Tuesday, November 25, 2008

Is Maude A Real Person?

The latest:

Hello --

I am trying to get my account reactivated. My email is ctr.xxx@gmail.com. I am attaching a scan of my driver's license and passport.

Over two week ago I tried reporting a fake profile, someone who was using a picture of my friend. A few days later I received an email that the account had been disabled, but it was my account that was disabled instead. I have emailed disabled@facebook.com four times and have never gotten a response. I eventually tried using the web form to report my problem and now I am being asked to verify my identity even though my identity was never in question. Please see below for both messages I've received when using the web form, the one that started this mess and the one I just received a few moments ago. Please also note that the profile that I originally attempted to have disabled due to it being fake has remained active this entire time. This has been going on for two weeks and I would just like my account to be re-instated.

Charlie Rogers


- Show quoted text -
On Tue, Nov 25, 2008 at 1:46 PM, Facebook Support <privacy+nvn58jg@facebook.com> wrote:
Hi Charlie,

Thanks for providing this information. At this time, we cannot verify the ownership of the account. Please send a scanned image of a government issued ID (e.g. driver's license) to idrequests@facebook.com in order to confirm your ownership of the account. Please black out any personal information that is not needed to verify your identity (e.g. social security number). Rest assured that we will permanently delete your ID from our servers once we have used it to verify the authenticity of your account.

Additionally, you should make sure to copy and paste all of our previous correspondence into your message when you reply. Once we have received this information, we will reevaluate the status of the account. We apologize for any inconvenience this may cause.
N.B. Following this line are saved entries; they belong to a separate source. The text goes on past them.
PR #923, opened 2018-09-21
Add Flush to force aggregate in-memory buffer

### LINKED ISSUE #862: Make it possible for opencensus to pass all remaining data to registered exporters when program exits.

rakyll:
Fixes #862.

### DIFF
--- a/stats/view/worker.go
+++ b/stats/view/worker.go
@@ -40,9 +40,9 @@ type worker struct {
 	views      map[string]*viewInternal
 	startTimes map[*viewInternal]time.Time
 
-	timer      *time.Ticker
-	c          chan command
-	quit, done chan bool
+	timer                   *time.Ticker
+	c                       chan command
+	quitCh, doneCh, flushCh chan struct{}
 }
 
 var defaultWorker *worker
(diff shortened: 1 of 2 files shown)


odeke-em:
@rakyll thanks for also working on this! I had mailed #922 sometime back. However, be ware that calling Flush after any future stops shouldn't block :)

bogdandrutu:
@rakyll I think (RetrieveData)[https://github.com/census-instrumentation/opencensus-go/blob/master/stats/view/worker.go#L94] is your answer for this. See how I used it https://github.com/census-instrumentation/opencensus-service/blob/master/observability/observabilitytest/observabilitytest.go#L105

Do you think that is enough?

wdhnl:
Can this be looked at again?

rakyll:
Closing this due to inactivity, please open another PR if it needs to be addressed.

Thanks for contacting Facebook,

Maude
User Operations
Facebook



-----Original Message to Facebook-----
From: ctr.xxx@gmail.com (ctr.xxx@gmail.com)
To: info@facebook.com (info@facebook.com)
Subject: LOGINPROBLEMS: Locked

User id: 0
Description of problem: My account has been disabled and I'm 100% certain it was a mistake but emails to disabled@facebook.com have gone unanswered for over a week now. What can I do?
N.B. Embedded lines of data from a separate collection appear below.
PR #924, opened 2018-09-21
Allow user to set start options per HTTP request

### LINKED ISSUE #869: http.Request influenced sampling

rakyll:
Fixes #869.

### DIFF
--- a/plugin/ochttp/client.go
+++ b/plugin/ochttp/client.go
@@ -47,6 +47,10 @@ type Transport struct {
 	// for spans started by this transport.
 	StartOptions trace.StartOptions
 
+	// GetStartOptions allows to set start options per request. If set,
+	// StartOptions is going to be ignored.
+	GetStartOptions func(*http.Request) trace.StartOptions
+
 	// NameFromRequest holds the function to use for generating the span name
 	// from the information found in the outgoing HTTP Request. By default the
 	// name equals the URL Path.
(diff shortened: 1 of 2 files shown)


rakyll:
Also created https://github.com/census-instrumentation/opencensus-specs/pull/182.

plugin/ochttp/client.go
```diff
@@ -47,6 +47,10 @@ type Transport struct {
 	// for spans started by this transport.
 	StartOptions trace.StartOptions
```
ramonza: Should we deprecate this?

rakyll: If we deprecate this GetStartOptions will be a bad choice of naming. GetX only makes sense when X already exists.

Browser: Mozilla/5.0 (Macintosh; U; Intel Mac OS X 10.5; en-US; rv:1.9.0.4) Gecko/2008102920 Firefox/3.0.4
Queue: LOGINPROBLEMS
-----End Original Message to Facebook-----

On Thu, Nov 13, 2008 at 4:13 PM, Facebook Support <privacy+nvn58jg@facebook.com> wrote:
Hi Charlie,

After reviewing the reported abuse, we have removed all offending content based on our Terms of Use.

If you need to report offensive material to Facebook in the future, please write to us at privacy@facebook.com with a link to the offensive material and a description of the problem. We will then review this material and take the appropriate action. Please be assured, these reports will be kept confidential.


Thanks for contacting Facebook,

Maude
User Operations
Facebook



-----Original Message to Facebook-----
From: Charlie Rogers (ctr.xxx@gmail.com)
To: info@facebook.com
Subject: Report a Fake Profile

User id: 678092890
Profile url: http://www.facebook.com/friends/?added&ref=tn#/profile.php?id=1073472816&v=info&viewas=678092890
Violator's name: Manos Funtu
Violator's network: none
Violator's email: funtulakiskapa@hotmail.com
Steps to reproduce the problem: This person is using a picture that is not his.

I Am Still Gone

"Now I'm left like a flag atop a moon.
Precious one, you have abandoned me."
-
VAST, "Thrown Away"

I've hesitated to admit how much the Facebook saga has bothered me. For those of you who skipped my last post, I'll offer a quick recap: after getting lured in by the charms of the popular social networking website, I was shut out. I had tried reporting a fake profile and found my own profile disabled, while the fake one persists.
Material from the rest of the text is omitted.